No hacía falta rectificar nada a juicio de Azaña, ni había otros res­ponsables de cuanto sucedía que los propios republicanos. Era menester, por tanto, que los desencantados descubrieran nuevas razones a su desilusión, o en otro caso reconocer que la revolución no había encontrado los intérpretes que la situación exigía.

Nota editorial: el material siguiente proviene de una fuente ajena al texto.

PR #598, opened 2018-03-17
Fix configuration location files listed in README

### LINKED ISSUE #597: Missed project configuration file at README
This is a minor, trivial issue with the documentation about the list of project configuration files. I think, [based on source code](https://github.com/tmuxinator/tmuxinator/blob/503d62b10e6c598fd2593628f9476d905a1f03fc/lib/tmuxinator/config.rb#L23), that there is missed `~/.config/tmuxinator` so I prepared a small PR. But following the [contribution guidelines](https://github.com/tmuxinator/tmuxinator/blob/master/CONTRIBUTING.md) I am creating this issue first.

Sorry in advance if I were wrong :)

dgdavid:
> Based on source code, specifically in comment at line
https://github.com/tmuxinator/tmuxinator/blob/503d62b10e6c598fd2593628f9476d905a1f03fc/lib/tmuxinator/config.rb#L23
> Resolve #597

### DIFF
--- a/README.md
+++ b/README.md
@@ -342,7 +342,8 @@ Tmuxinator will attempt to use the following environment variables (in this
 order) when creating or searching for existing project configuration files:
 
 - `$TMUXINATOR_CONFIG`
-- `$XDG_CONFIG_HOME/tmuxinator`
+- `$XDG_CONFIG_DIR/tmuxinator`
+- `~/.config/tmuxinator`
 - `~/.tmuxinator`
 
 This behavior is opt-in. If you do nothing, Tmuxinator will continue to use


ethagnawl:
Thanks for this, @dgdavid.

I just looked over the config class, reviewed the XDG spec and ran some tests on my machine. I _think_ the comment you've referenced (`Is ~/.config/tmuxinator unless $XDG_CONFIG_DIR is set`) is incorrect. I see no mention of `XDG_CONFIG_DIR` (singular) in the spec and setting `XDG_CONFIG_DIR` seems to have no affect on Tmuxinator. 

I think the README should be left as is and the comment should be changed to say something like, `Is ~/.config/tmuxinator unless $XDG_CONFIG_HOME is using a non-standard path`.

Any thoughts on the above, @HaleTom?

dgdavid:
> XDG_CONFIG_DIR (singular) in the spec and setting XDG_CONFIG_DIR seems to have no affect on Tmuxinator.

I see, you are right.

>  and the comment should be changed to say something like, Is ~/.config/tmuxinator unless $XDG_CONFIG_HOME is using a non-standard path

So, the change at README should be something like

```diff 
 -`$XDG_CONFIG_HOME/tmuxinator`
+- `~/.config/tmuxinator`
 - `~/.tmuxinator`
```

Isn't it?

ethagnawl:
@dgdavid IMO, the README should stay as it is -- on Master. I think using the variable makes sense because someone may be using a non-standard value for `$XDG_CONFIG_HOME` (e.g. `~/my-config`), in which case tmuxinator _will not_ attempt to use `~/.config`.

dgdavid:
>  someone may be using a **non-standard value for $XDG_CONFIG_HOME**

Hmmmm. Thanks for your reply, because now I understand this better :sweat_smile: 

Please, let me explain what happened.

Before I made the PR yesterday, I check the value of my `$XDG_CONFIG_HOME` first, which is none

```bash
❯ echo $XDG_CONFIG_HOME


```

Then, after looking for in my file system the recent created tmux session configuration file I found it under ~/.config/tmuxinator. Finally, I was taking a look to the source code and, although I did not find the explicit reference to this location I saw the quoted comment and, sorry for that, I did not investigate much more.

Now, thanks to your comments, I just review the [XDG documentation in the Arch wiki](https://wiki.archlinux.org/index.php/XDG_Base_Directory_support#User_directories) where  is quite clear: **`~/.config/` is the default value for `$XDG_CONFIG_HOME`**

So, my apologizes for make you lose your time due to my lack of devops knowledge and not enough investigation :sweat_smile::sweat_smile::sweat_smile::sweat_smile:

I am closing the PR and related issue.

Again thank you so much.

Issue #595, opened 2018-03-02
Option to feed config file directly to tmuxinator on command-line.


SuperElectric:
This was originally a question on StackOverflow, to which the answer was "you can't do that with tmuxinator, but you could file a feature request": https://stackoverflow.com/q/49058693/399397

I have a tmuxinator config file (say, my_config.yaml,) stored in a source tree of a shared project.

For others to use it, AFAICT they first have to make a soft-link to it under their home directory, then launch tmuxinator separately:

```
$ ln -rs my_config.yaml ~/.tmuxinator/
$ tmuxinator my_config
```
This is inconvenient, and also requires that all your config files have unique filenames, lest they collide in ~/.tmuxinator/. I could use project root config file directories, but this still requires a link if I want the script to live under a different directory than the project root.

I'd much rather just be able to do something like:

```
$ tmuxinator my_config.yaml
```

Could there be way to pass the config file to tmuxinator on the command line?

Hamitamaru:
I'd also like this feature.

I'm in a weird place that tmuxp has this ability but does not have the same ERB functionality in their config files that are supported by tmuxinator.

If tmuxinator added this feature I can move over.

ethagnawl:
Mirroring my answer to @SuperElectric's Stack Overflow question:

Tmuxinator does not currently support a config file flag. However, there is support for project level config files. If you move my_config.yml to /project/root/.tmuxinator, you can then start it (from the project root) via `tmuxinator start .` or `tmuxinator local`.

ethagnawl:
@SuperElectric @Hamitamaru This feature is contained in v0.11.0.

SuperElectric:
Awesome; thank you!

PR #601, opened 2018-03-19
Add project config file option to `tmuxinator start`

ethagnawl:
Users can now provide a project config file to `tmuxinator start` using the `--project-config` or `-p` flags. (e.g. `tmuxinator start -p my-project.yml`).

Addresses #595.

### DIFF
--- a/lib/tmuxinator/cli.rb
+++ b/lib/tmuxinator/cli.rb
@@ -164,9 +164,9 @@ module Tmuxinator
       end
 
       def create_project(project_options = {})
-        attach_opt = project_options[:attach]
-        attach = !attach_opt.nil? && attach_opt ? true : false
-        detach = !attach_opt.nil? && !attach_opt ? true : false
+        attach_opt = project_options.fetch(:attach) { false }
+        attach = attach_opt
+        detach = !attach_opt
 
         options = {
           args: project_options[:args],
--- a/lib/tmuxinator/cli.rb
+++ b/lib/tmuxinator/cli.rb
@@ -272,12 +272,12 @@ module Tmuxinator
       new_config_path = Tmuxinator::Config.project(new)
 
       exit!("Project #{existing} doesn't exist!") \
-        unless Tmuxinator::Config.exists?(existing)
+        unless Tmuxinator::Config.exists?(name: existing)
 
-      new_exists = Tmuxinator::Config.exists?(new)
+      new_exists = Tmuxinator::Config.exists?(name: new)
       question = "#{new} already exists, would you like to overwrite it?"
       if !new_exists || yes?(question, :red)
-        say "Overwriting #{new}" if Tmuxinator::Config.exists?(new)
+        say "Overwriting #{new}" if Tmuxinator::Config.exists?(name: new)
         FileUtils.copy_file(existing_config_path, new_config_path)
       end
 
@@ -290,7 +290,7 @@ module Tmuxinator
 
     def delete(*projects)
       projects.each do |project|
-        if Tmuxinator::Config.exists?(project)
+        if Tmuxinator::Config.exists?(name: project)
           config = Tmuxinator::Config.project(project)
 
           if yes?("Are you sure you want to delete #{project}?(y/n)", :red)
--- a/lib/tmuxinator/cli.rb
+++ b/lib/tmuxinator/cli.rb
@@ -169,11 +169,12 @@ module Tmuxinator
         detach = !attach_opt.nil? && !attach_opt ? true : false
 
         options = {
+          args: project_options[:args],
+          custom_name: project_options[:custom_name],
           force_attach: attach,
           force_detach: detach,
           name: project_options[:name],
-          custom_name: project_options[:custom_name],
-          args: project_options[:args]
+          yaml_filepath: project_options[:yaml_filepath]
         }
 
         begin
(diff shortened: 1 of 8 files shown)


Hamitamaru:
Would it be possible to do:
`tmuxinator start -p config-for-tmux-session-1.yml -p config-for-tmux-session-2.yml ...`

Then when tmux opens I can just switch between the sessions.

lib/tmuxinator/cli.rb
```diff
@@ -164,16 +164,17 @@ def generate_project_file(name, path)
       end
 
       def create_project(project_options = {})
-        attach_opt = project_options[:attach]
-        attach = !attach_opt.nil? && attach_opt ? true : false
-        detach = !attach_opt.nil? && !attach_opt ? true : false
+        attach = detach = false
+        attach = true if project_options[:attach] == true
+        detach = true if project_options[:attach] == false
```
adamstrickland: Would this be better as

```ruby
attach = project_options[:attach]  # will be a boolean-ish string value
detach = !attach # will be an actual TrueClass/FalseClass
```

lib/tmuxinator/config.rb
```diff
@@ -123,20 +126,43 @@ def directories
         end
       end
 
+      def valid_project_config?(project_config)
```
adamstrickland: Totally not relevant to this PR: we should prolly think about moving these validations to a separate file/module.  Getting a bit crowded in here...  Again, not germane to this...  

Nothing to see here

ethagnawl:
@Hamitamaru That is definitely possible. I'd prefer to explore that option separately, though. Feel free to open a new (feature request) issue.

lib/tmuxinator/config.rb
```diff
@@ -123,20 +126,43 @@ def directories
...
       def validate(options = {})
         name = options[:name]
         options[:force_attach] ||= false
         options[:force_detach] ||= false
-
-        project_file = if name.nil?
-                         raise NO_LOCAL_FILE_MSG \
-                           unless Tmuxinator::Config.local?
+        project_config = options.fetch(:project_config) { false }
+        project_file = if valid_project_config?(project_config)
```
adamstrickland: If I'm reading this right, `valid_project_config?` may raise an error, which is uncaught here and therefore needs to be handled by the caller of `validate`.  I don't really like that pattern, TBH, although we are [essentially already using it](https://github.com/tmuxinator/tmuxinator/blob/master/lib/tmuxinator/config.rb#L132)...  However, I would prefer if the error-raising was consolidated into one place, rather than distributed among multiple methods.  Maybe

```ruby
def valid_standard_project?(name)
  name ? true : false
end

def validate(options = {})
  valid = valid_project_config?(project_config) || valid_local_project?(name) || valid_standard_project?(name)

  if valid
    # now check/handle exception conditions
    raise "Project #{name} doesn't exist." unless exists?(name: name)
  
    # do other stuff?
  end
end
```

Thoughts?

spec/lib/tmuxinator/config_spec.rb
```diff
@@ -329,6 +329,37 @@
   describe "#validate" do
     let(:default) { Tmuxinator::Config::LOCAL_DEFAULT }
 
+    context "when a project config file is provided" do
```
adamstrickland: If we're going to keep the existing implementation (`raise`ing errors in the validations) we should test for that behavior.

lib/tmuxinator/cli.rb
ethagnawl: This piece of code is more confusing that it should be because of how the `attach` option is overloaded. The `attach`/`detach` variables are mutually exclusive iff `project_options[:attach]` is not `nil`. Also, AFAIK, Thor coerces "f" and "false" to `false` and any other string or the empty flag to `true`, so I don't think there's any reason to cast. I'll add a comment which documents this.

FWIW, I had actually used your approach in my initial refactoring (which was prompted by Code Climate failing the build -- and the only reason I touched any of this) but realized that it didn't cover all of possible scenarios. There were also no tests covering these assignments, which is why I added them.

I'm thinking that we should introduce a top-level detach option. That would remove all of the conditional logic and simplify this method. I'll open a separate issue which addresses the possibility of adding the new option.

lib/tmuxinator/config.rb
ethagnawl: Yeah, I agree that those raises in the helper methods are less than Ideal. I had introduced the new conditional/raise alongside the others in the containing method and was going to open an issue in order to explore creating classes/structs to encapsulate the different project types and their validation behavior. However, in the meantime, Code Climate failed the build as a result of the new conditional and the simplest way forward was to move that validation logic into a method for each scenario.

I'll noodle around some more with your suggestion in mind and see if I can come up with a more clear, simpler solution.

adamstrickland: Gotcha.  Gotta love how CC sometimes pushes us to less-than-ideal solutions over something like that :)

If we think we're ok via test coverage for now, I'd say :shipit: and let's take a look at figuring out a better long-term solution.

adamstrickland:
@ethagnawl This seems to me to be something we should ship a minor-version release for, agree?

ethagnawl:
@adamstrickland Agreed on the version bump. I'll merge #604, pull/rebase and update CHANGELOG.md later this evening.

Shall we sit on this for another few days to see if anyone else has feedback? Also, thanks for the thorough review!

ethagnawl:
@Hamitamaru Just a reminder to create that feature request for multiple configs, if that's something you're still interested in.

@adamstrickland I've created issues for the bits we discussed above and a few others (#606, #607, #608).

Do you want to wait a while longer for feedback from others or would you like to do the honors?

adamstrickland:
:shipit:

PR #603, opened 2018-03-22
Always prefer local lib over other versions

tribut:
`>>` appends (to `LOAD_PATH`) instead of prepending, which means another installation might take precedence. This bug was introduced in 2903c70e.

With the current code, this happens for me:

~~~~
$ $GEM_HOME/gems/tmuxinator-0.10.1/bin/tmuxinator version
tmuxinator 0.8.1
~~~~

### DIFF
--- a/CHANGELOG.md
+++ b/CHANGELOG.md
@@ -1,3 +1,6 @@
+## Unreleased
+- Fix load order when multiple versions of tmuxinator are installed (#603)
+
 ## 0.11.0
 ### Misc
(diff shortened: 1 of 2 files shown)


ethagnawl:
Thanks for this, @tribut! 

Per the [Contributing Guidelines](https://github.com/tmuxinator/tmuxinator/blob/master/CONTRIBUTING.md#pull-requests), would you mind updating CHANGELOG.md with a summary of the fix?

Otherwise, this looks good to me. :+1:

tribut:
Sure, sorry for that.

PR #610, opened 2018-04-05
Fix zsh completion

ZeroKnight:
## The Problem

If the user has no Tmuxinator projects, then this line:

```zsh
_describe -t projects "tmuxinator projects" projects
```

Will cause this chaos:

badcompletion

Notice how the command descriptions are actual selectable completions, the random gaps, and, while not pictured, all output repeats a couple of times (notice the 126 total matches at the bottom).

## The Fix

Very minor change: If the `projects` array is empty, don't try to run the `_describe -t projects ...` line. This change fixes the erratic results in the above screenshot with the settings listed below.

Also, it's better not to run `_describe` if there's no need to, anyway. 😃

## Minimal Reproduction

With a brand new user, with shell set to `zsh`, and **no** Tmuxinator projects:

**.zshrc**

```zsh
autoload -Uz compinit && compinit
source '<path/to/tmuxinator.zsh>'

zstyle ':completion:*' matcher-list 'm:{a-zA-Z}={A-Za-z}' 'r:|[._-]=* r:|=*'
```

Type 'mux' or 'tmuxinator', followed by a space, and then press `Tab`.

### DIFF
--- a/CHANGELOG.md
+++ b/CHANGELOG.md
@@ -2,6 +2,7 @@
 - Remove confusing README section about the pane-base-index and
   window-base-index options. These options can be set independently of one
   another now that #542 and #543 are merged.
+- Fix zsh completion when there are no projects
 
 ## 0.11.3
 ### Misc
--- a/completion/tmuxinator.zsh
+++ b/completion/tmuxinator.zsh
@@ -4,8 +4,9 @@ _tmuxinator() {
   projects=(${(f)"$(tmuxinator completions start)"})
 
   if (( CURRENT == 2 )); then
-    _describe -t commands "tmuxinator subcommands" commands
-    _describe -t projects "tmuxinator projects" projects
+    _alternative \
+      'commands:: _describe -t commands "tmuxinator subcommands" commands' \
+      'projects:: _describe -t projects "tmuxinator projects" projects'
   elif (( CURRENT == 3)); then
     case $words[2] in
       copy|debug|delete|open|start)


ethagnawl:
@tmuxinator/tmuxinator Is anyone knowledgeable enough about zsh to address this PR?

adamstrickland:
I am not

ethagnawl:
Since this seems like a pretty benign change and since @ZeroKnight seems to know what they're doing with regard to zsh (I had a quick look at their dotfiles), I'm okay with merging it as-is. 

Thoughts?

ZeroKnight:
I'm busy with finals currently, but later on today or tomorrow I could see
if the knowledgeable folk in the Zsh mailing list and/or #zsh on Freenode
would review it, if it would provide some peace of mind 🙂

ZeroKnight:
So someone from #zsh was kind enough to review my change, and offered a much nicer change:

```
17:49:25 <okdana> that will probably work
17:49:37 <okdana> you could also use `_describe -x` or _message
17:49:59 <okdana> the description is supposed to be singular tho
17:57:37 <okdana> does _describe give an error if the array is empty? mine doesn't seem to
17:57:53 <okdana> i know _values does but it takes them as separate operands
18:11:25 <ZeroKnight> No error, but there's the completion output gets really strange like in the screenshot
18:11:43 <ZeroKnight> The key to making it happen, and I don't know why, is the matcher zstyle in the minimal reproduction
18:12:04 <ZeroKnight> zsh 5.4.2 on Arch Linux, if that helps
18:18:30 <okdana> oh i see what you mean
18:25:39 <okdana> https://ptpb.pw/60b9.M17byPE6
18:25:43 <okdana> it doesn't seem to break if you do it like that
18:26:42 <okdana> and you won't get return status 1 if your projects are missing
```

I've implemented that change as a new commit to this PR. It works just as my original commit does, but this, I feel, is much cleaner. I can squash it to one commit using either implementation, just let me know what you'd like to do.

ethagnawl:
Thanks for revisiting this, @ZeroKnight! 

If you wouldn't mind updating the CHANGELOG (see the instructions in the README), we can get this merged today.

ZeroKnight:
Okay, added a line to the Changelog and squashed to one commit. I realize that this PR wasn't done on a topic branch; I would switch it to one, but I'm not sure how to do it without opening a new PR here.

Issue #555, opened 2017-09-20
'on_project_stop' hook with docker-compose


iovis9:
I'm trying the following to start/stop my docker-compose configuration:
```yaml
name: some_site
root: ~/Sites/some_site

on_project_first_start: docker-compose up -d
on_project_stop: docker-compose stop

windows:
  - editor: $EDITOR -S ~/.dotfiles/.vim/sessions/some_site.vim
```

`on_project_first_start` works as expected, launches the docker-compose configuration nicely! But when I stop the tmux session (tried exiting all terminals inside, running `:kill-session` and killing the session when detached) the docker server is still running. I don't know how to debug this or when is this hook supposed to run.

ethagnawl:
Hey, @iovis9.

It looks like this hook is only run when you use the `tmuxinator stop some_site` command. (This feature needs better documentation and I'll open a separate issue for that.)

However, I was just reviewing the pull request this feature came in on and I mentioned that I'd had trouble with that command on my system (Debian 8/9) back then. Are you running Linux, too?

iovis9:
I'm running the latest macOS. I just tried `tmuxinator stop some_site` with the following:
1. Detaching first and then running the command: working
2. Running the command from the actual session: kills the session correctly but doesn't fire up the hook

ethagnawl:
Ping @endorama. 

Do you have any idea what's going on here? Is this the expected behavior?

endorama:
Hello! I'm on holiday right now and I can't debug it properly, sorry. I'll
have a better look next week when I'm back!
>
>
For what I remember, this is not expected to work just killing tmux,
because of tmuxinator behaviour: the `on_stop` hook is run when the command
`tmuxinator stop` is run, not when the tmux session/server is killed.

Also, running tmuxinator stop from inside tmux will probably not work as
the tmux session ( and the shell within ) is killed before running the
`on_stop` command ( look at lib/tmuxinator/assets/template-stop.erb ).

As tmuxinator just create and run a shell script for performing it's
actions, to debug it's behaviour you can print on screen the command before
it's execution ( temporary hacking a bit the source code of the gem ).

The expected behaviour is: run the command after killing the tmux session.

I remember reading about tmux hook that could be used for this, but I was
not proficient enough to do it. If someone could help, I'll gladly have a
look again.

@ethagnawl if you want to assign the documentation PR to me highlighting
what need clarification I'll submit a PR.

@iovis9 if you still need help let me get back from holidays and I'll help
[...]

PR #617, opened 2018-05-07
Fix on exit not firing

endorama:
This PR should address #555, restoring `post`-like behaviour for `on_project_exit`.

That behaviour was prevented by the `unless attach?` check, which AFAICT is not useful in this case.

### DIFF
--- a/CHANGELOG.md
+++ b/CHANGELOG.md
@@ -1,3 +1,7 @@
+## Unreleased
+- Fix [#555](https://github.com/tmuxinator/tmuxinator/issues/555), restoring
+  `on_project_exit` hook behaviour ( same as deprecated `post` )
+
 ## 0.11.1
 ### Misc
 - Add support for tmux 2.7 (#611)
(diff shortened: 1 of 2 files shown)


ethagnawl:
@endorama It's been a while since I looked at the linked issue. Might people have come to rely on the existing/"broken" behavior or is this only a bug fix?

codezomb:
@ethagnawl the linked issue is requesting a bug fix. The issue describes that the current documented functionality does not work at all.

endorama:
@ethagnawl AFAICT that functionality never worked as intended, and I don't think can be used like this.

But if you can provide some more informations on the `attach?` method this should be clearer.

My intent with the `unless attach?` check was to avoid that multiple shell connected to the same tmux instance would each trigger the `on_project_exit` hook on session detach. With that check instead the `on_project_exit` is never triggered, and I would consider this a bug.

ethagnawl:
I just reviewed the linked thread and tested this locally. I can confirm that everything appears to be working as expected: `on_project_exit` is run (_once_) on `tmux detach`, `C-d` and `tmux kill-session ...`.

This fix gets a :+1: from me.

Any thoughts, @adamstrickland?

Issue #431, opened 2016-06-28
`.tmuxinator.yml` in ./ overrides mux basic functionality


hholst80:
If you put a `.tmuxinator.yml` in the current directory you cannot use `mux help` or other commands instead tmuxinator auto-starts and/or attaches to the session defined in the local config.

version 0.7.0 (in Ubuntu 16.04 LTS)

podung:
Confirmed on 0.7.1 also

podung:
@adamstrickland thoughts?

J3RN:
I think this should actually be pretty trivial. I'll revisit the logic in `/bin/tmuxinator` and see what goes on in there. Thanks for reporting!

J3RN:
Oh gosh, I just realized that this is a v0.7.* issue. This was probably resolved in the v0.8.0 release. @hholst80 Is there any reason you haven't updated to a later version?

ethagnawl:
I'm still seeing this on 0.8.1.

![local-before](https://cloud.githubusercontent.com/assets/289949/17010425/d4b4459c-4ed1-11e6-9fd0-5556f190f0d2.png)
![local_after](https://cloud.githubusercontent.com/assets/289949/17010424/d4b29652-4ed1-11e6-8eb4-633eb4df1ea8.png)

adamstrickland:
🐛

jpaugh:
Still seeing this in `0.10.0`. However, some commands *do* work.

These do not work:

    $ mux -v
    $ mux help

These commands do work:

* `version`
* `list`
* `commands`

I haven't tried any other commands, because I haven't learned what they do, yet.

adamstrickland:
Crap...  I self-assigned this some time ago and totally flaked.  Sorry about that.

jpaugh:
Life happens. That's okay. 

On December 7, 2017 3:52:53 PM CST, Adam Strickland <notifications@github.com> wrote:
>Crap...  I self-assigned this some time ago and totally flaked.  Sorry
>about that.
>
>-- 
>You are receiving this because you commented.
>Reply to this email directly or view it on GitHub:
>https://github.com/tmuxinator/tmuxinator/issues/431#issuecomment-350105703

-- 
Sent from my Android device with K-9 Mail. Please excuse my brevity.

PR #628, opened 2018-05-27
Local config overrides basic commands

adamstrickland:
FIXES https://github.com/tmuxinator/tmuxinator/issues/431

## Problem

Branching logic in `bin/tmuxinator` caused commands that would normally fall through to the base `thor` implementation (e.g. `-v`, `help`) to be consumed by the `tmuxinator` startup, which produced some weird behavior.

## Solution

- Moves branching logic to `Tmuxinator::Cli.bootstrap`, to enable testing.
- Refactors command lookup:
  - Creates `RESERVED_COMMANDS`, which is the superset of `tmuxinator` commands (i.e. existing functionality) and `thor` commands (at least, those explicitly denoted in the issue).

## Next Steps

While this is a decent stopgap, IMO the CLI implementation is getting pretty convoluted.  I'm thinking that perhaps I will spike on a better long-term solution...  Prolly splitting the CLI into 3 or 4 parts:

- Base functionality (`list`, `commands`, etc)
- Project functionality using centralized config location
- Project functionality using local config location (i.e. `--local`)
- Wemux functionality

Or something along those lines... I think it would decrease complexity and facilitate an easier debugging experience.  Opinions welcome.

### DIFF
--- a/lib/tmuxinator/cli.rb
+++ b/lib/tmuxinator/cli.rb
@@ -345,5 +345,17 @@ module Tmuxinator
       say "Checking if $SHELL is set ==> "
       yes_no Tmuxinator::Doctor.shell?
     end
+
+    def self.bootstrap(*args)
+      name = args[0] || nil
+      if args.empty? && Tmuxinator::Config.local?
+        Tmuxinator::Cli.new.local
+      elsif name && !Tmuxinator::Cli::RESERVED_COMMANDS.include?(name) &&
+            Tmuxinator::Config.exists?(name: name)
+        Tmuxinator::Cli.new.start(name, *args.drop(1))
+      else
+        Tmuxinator::Cli.start(*args)
+      end
+    end
   end
 end
--- a/lib/tmuxinator/cli.rb
+++ b/lib/tmuxinator/cli.rb
@@ -364,7 +364,7 @@ module Tmuxinator
     # array or ARGV, not a varargs.  Perhaps ::bootstrap should as well?
     # - ::start has a different purpose from #start and hence a different
     # signature
-    def self.bootstrap(*args)
+    def self.bootstrap(args = [])
       name = args[0] || nil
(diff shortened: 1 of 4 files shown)


lib/tmuxinator/cli.rb
```diff
@@ -344,5 +355,25 @@ def doctor
...
+
+    # This method was defined as something of a workaround...  Previously
+    # the conditional contained within was in the executable (i.e.
+    # bin/tmuxinator).  It has been moved here so as to be testable. A couple
+    # of notes:
+    # - ::start (defined in Thor::Base) expects the first argument to be an
+    # array or ARGV, not a varargs.  Perhaps ::bootstrap should as well?
+    # - ::start has a different purpose from #start and hence a different
+    # signature
+    def self.bootstrap(*args)
```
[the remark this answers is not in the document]
ethagnawl: I'd vote to continue using `::bootstrap` as is.

lib/tmuxinator/cli.rb
```diff
@@ -344,5 +355,25 @@ def doctor
       say "Checking if $SHELL is set ==> "
       yes_no Tmuxinator::Doctor.shell?
     end
+
+    # This method was defined as something of a workaround...  Previously
+    # the conditional contained within was in the executable (i.e.
+    # bin/tmuxinator).  It has been moved here so as to be testable. A couple
+    # of notes:
+    # - ::start (defined in Thor::Base) expects the first argument to be an
+    # array or ARGV, not a varargs.  Perhaps ::bootstrap should as well?
```
ethagnawl: Using a regular parameter does seem cleaner and, unless I'm missing something, I can't think of a scenario where the splat would be useful. Seems like after removing the two `*`s, everything should continue to work? If not, now it'll be easy enough to test. ;)

adamstrickland: Done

Decepcionado se mostraba también Melquiades Álvarez; pero a título de fervoroso republicano ofreció (5 de diciembre), desde el teatro de la Comedia, los oportunos remedios para consolidar el régimen. Empezó por avisar que eran peligrosos los derroteros por donde lo conducían quienes lo regían y administraban. La Constitución la consideraba defectuosa, contradictoria, peligrosa y alarmista. «Mucha gente ve en los preceptos constitucionales una ofensa sacrílega a sus creencias y el origen de futuras persecuciones» «En la atmósfera de una Cámara exacerbada por el fanatismo político, la voz de la razón y de la templanza no era ni podía ser atendida.» Consideraba que el peligro mayor había pasado, y veía en Lerroux el caudillo de la auténtica fuerza republicana, en quien ponía todas sus esperanzas la mayoría del país. «Él —aseguraba— sabrá mantener la libertad y el orden.» Por su parte, el orador le ofrecía su concurso y el de sus adeptos políticos. La gente, comentó Lerroux al saber esta adhesión, «me contempla como a un ser mesiánico». Más agrio y violento se manifestó en las censuras al Gobierno y a su obra el ex ministro Miguel Maura, en un discurso pronunciado (10 de enero) en el cine de la Ópera; pero a la vez se atrevió a garantizar el porvenir de la República, «que irá por donde quieran las clases conservadoras, con la sola condición de que éstas pongan en ello ahínco y constancia». Previamente reconoció que las Cortes estaban divorciadas de la opinión nacional y que con la economía española en pleno colapso no era oportuno un Gobierno controlado por los socialistas; definió el plebiscito catalán como una farsa y a la Esquerra como una partida de amigos que se habían adueñado del Poder en Cataluña. Estimaba urgente la reforma agraria, la negociación con Roma, y coincidía con Ortega y Gasset en la necesidad de crear un gran partido nacional, como federación de agrupaciones afines. «Ortega y Gasset y yo marcharnos por el mismo camino y nos dirigimos al mismo lugar. Prometo no perderlo de vista, en la seguridad de que nos encontraremos pronto.»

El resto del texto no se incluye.